*** MATERIAL SUPPLIED

PR #10845, opened 2021-09-17
Fix #10837 by adding JSON encoding/decoding to the Module API example…

### LINKED ISSUE #10837: The Module API docs' DemoResource crashes
### Description

The Module API docs include an example module, which is extremely helpful for a new module developer.

However, the DemoResource's `render_GET` function causes a `TypeError` during JSON encoding and fails to return the intended response.

### Steps to reproduce

- Install the DemoModule.
  - I put the example code in `synapse/demo_module/__init__.py`
  - Copy the example config verbatim into `homeserver.yaml`
- Start Synapse: 
```console
$ python3 -m synapse.app.homeserver --config-path homeserver.yaml
```
- Load the demo URL `_synapse/client/demo/hello?name=world` in a browser or use cURL/wget/etc

- **Homeserver**: My own development server

If not matrix.org:

- **Version**: 1.42.0

- **Install method**: Git clone

- **Platform**: Debian 10, x86, Python 3.7.3

### Proposed Fix

Since the problem seems to be with the JSON encoder failing to handle bytes, we can simply decode the string before we put it into the JSON.  Also, it seems that we need to encode the JSON string back to bytes before we return.

```python
    def render_GET(self, request: Request):
        name = request.args.get(b"name")[0].decode() 
        request.setHeader(b"Content-Type", b"application/json") 
        return json.dumps({"hello": name}).encode()
```

cvwright:
This PR fixes crashes in the Module API example code.  All that was missing was a little JSON encoding/decoding.

Signed-off-by: Charles Wright <cvwright@kombucha.systems>

### Pull Request Checklist

### DIFF
--- a/changelog.d/10845.doc
+++ b/changelog.d/10845.doc
@@ -1,0 +1,1 @@
+Fix some crashes in the Module API example code, by adding JSON encoding/decoding.
--- a/docs/modules/spam_checker_callbacks.md
+++ b/docs/modules/spam_checker_callbacks.md
@@ -136,9 +136,9 @@ class IsUserEvilResource(Resource):
         self.evil_users = config.get("evil_users") or []
 
     def render_GET(self, request: Request):
-        user = request.args.get(b"user")[0]
+        user = request.args.get(b"user")[0].decode()
         request.setHeader(b"Content-Type", b"application/json")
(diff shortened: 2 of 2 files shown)


anoadragon453 (approved):
Looks good to me. Thanks for spotting and sending a fix!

******

PROBLEM DESCRIPTION: Out of the preceding entries, pull every line containing the string "adding".

SOLUTION TO THIS PROBLEM:
Fix #10837 by adding JSON encoding/decoding to the Module API example…
+Fix some crashes in the Module API example code, by adding JSON encoding/decoding.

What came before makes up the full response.